Cid will win. JC will do well. I will fall in. :?



jrod said:


> I really don't think there will be 10 people that catch two


 :shock: thats what I call a tough day ! I will probably doughnut  but even a bad day will see 70% of the field have 2 keepers in the well.

I reckon with 2 30+ models will get you top 5. Thing is catching them. Low is around 7 if I've looked at the chart right. I predict very slow until tide picks up.
I think I will do better in the second half of the morning. I still prefer run-out tide....fish attack the lure harder  Wont be surprised to see late comers rushing in to weigh in with seconds left


----------



## bazzoo (Oct 17, 2006)

Uhhh yeah , forgot Paff was coming down , well if hes fishing with the lovely Clare he could be a winner because i have shown him all my best spots down there when we fished it last and he caught a tailor , ummmm do they count , well he did catch a fish ,,,, which was more than i did :lol: :lol: :lol:


----------



## L3GACY (Sep 2, 2007)

Just thought I'd back Darren up by adding that I'm a bit of a "jack of all trades master of none" fisherman and I've never seen a 40cm bream. Definitely plenty of 30cm models around though.


----------



## GregL (Jul 27, 2008)

I predict chaos at the registration desk.
I also predict I will be tired, and probably hungover.
I predict I will use the wrong lures.
As I have not been there before, I predict I will get lost on my way there. 
I predict it will be blowing a cold, miserable southerly with showers.
I predict I will bag two 45cm bream and have them both die when the battery runs out on my crappy bait pump.
I predict the waters of H&C Bay will have a 15% Gulp juice content by the end of the session.
I predict I will love every minute of it... :twisted:


----------



## paffoh (Aug 24, 2006)

bazzoo said:


> Uhhh yeah , forgot Paff was coming down , well if hes fishing with the lovely Clare he could be a winner because i have shown him all my best spots down there when we fished it last and he caught a tailor , ummmm do they count , well he did catch a fish ,,,, which was more than i did :lol: :lol: :lol:


It was a Whiting, a bloody Whiting I tell ya... Knobend!


----------



## justinp (Jul 9, 2007)

Cid would have to be favourite if you follow form guides, he has fished plenty of tounies, has a fair bit of local knowledge, will probably be in the loop with the aus open guys, has won a few ausbream social days beating the boat brigade, but I will not follow him as I have a gameplan that I will stick too and I am a strong believer in no confidence equals no fish, good luck to all and I hope a AKFF member takes it out, catch u all on saturday come on over and say hello, im the one with the camo voyager, I would just like to have a full bag at the end of the day, if my prefish is anything to go by then I think that this is very possible, however with bream you never know, cheers Justin.


----------



## Davey G (Jan 15, 2006)

kraley said:


> I figure 2 keepers will get you in the top 10, and anyone with two over 30 has a real chance. There are some stonkers in there - but most keepers are in that 25-29cm range.....

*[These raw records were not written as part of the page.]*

PR #6923, opened 2024-12-09
RFC: FloatingUI for LexicalMenu positioning

ivailop7:
To get rid of the popover menus positioning issues, floating-ui is the defacto standard for this problem, got it to work and works nicely. A few example to try:

Very long text now shows all the "/, @, :" menus correctly if the page is scrolled, also shows the menu correctly if typing on the last line in focus on the screen, it renders the menu upwards correctly. So this is technically the universal fix for 'popover' vs 'context menu'.

A few questions:
1) Are we happy to have floating-ui/react as a dependency for lexical-react?
2) Are we OK to remove the 'menuRenderFn' and unify the underer under LexicalMenu. So any plugin would just provide the menu items.

Clone and run locally to get a better idea of how it performs. Before I spend more time this, would like to gather some thoughts from the rest - @etrepum @zurfyx @fantactuka @potatowagon


etrepum (commented):
I'm 1000% for getting rid of Lexical's menu code and replacing it with something that works correctly without a large maintenance burden, floating-ui seems like the ideal choice. I also like floating-ui because it's not React dependent so when we start offering framework agnostic plugins it could work for that as well.

Our menu situation is a disaster, I don't think it works correctly for anyone but Meta (maybe?), and there aren't enough regression tests for anyone outside of Meta to fix it because any attempt to do so seems to end up getting reverted for reasons that are opaque to anyone else.

PR #6925, opened 2024-12-09
[lexical][lexical-list] Bug Fix: Style lost on list insertion from empty paragraph

aleksandr-lapushkin:
## Description
This PR attempts to fix a scenario where attempting to replace an empty Paragraph with `textStyle`, which also changes the current selection, would cause the style to be lost.
### Before
- Change font/color/size
- Write something
- Insert a new empty paragraph
- Insert a list
- Write some text
- Style is lost

https://github.com/user-attachments/assets/cebe40ed-940c-436f-94f5-a8882c0a1d02

### After
- Change font/color/size
- Write something
- Insert a new empty paragraph
- Insert a list
- Write some text
- Style is retained

https://github.com/user-attachments/assets/28fe0025-9e63-4b50-9323-2d6cdf2882a9

### DIFF
--- a/packages/lexical-list/src/formatList.ts
+++ b/packages/lexical-list/src/formatList.ts
@@ -154,9 +154,14 @@ function $createListOrMerge(node: ElementNode, listType: ListType): ListNode {
     return node;
   }
 
+  const selection = $getSelection();
+  const selectionStyle = $isRangeSelection(selection) ? selection.style : '';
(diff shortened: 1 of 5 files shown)


etrepum:
I think you should wait on #6912 for this one, the implementation approaches are conflicting and it may fix the same issue.

etrepum:
AFAICT this is a solved problem, so this PR is no longer necessary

Isn't legal size 27 cm to the fork? God I am a hopeless joke I don't even know what SIZE I'm allowed to keep. :shock: :? :lol:

ps. I normally don't keep bream under 50cm anyway.... ;-)


----------



## sbd (Aug 18, 2006)

Davey G said:


> Isn't legal size 27 cm to the fork? God I am a hopeless joke I don't even know what SIZE I'm allowed to keep.


From the NSW DPI site...

"The overall measurement of a fish, whether it is fork-tailed or round tailed, is taken from the snout on the upper jaw to the end of the tail."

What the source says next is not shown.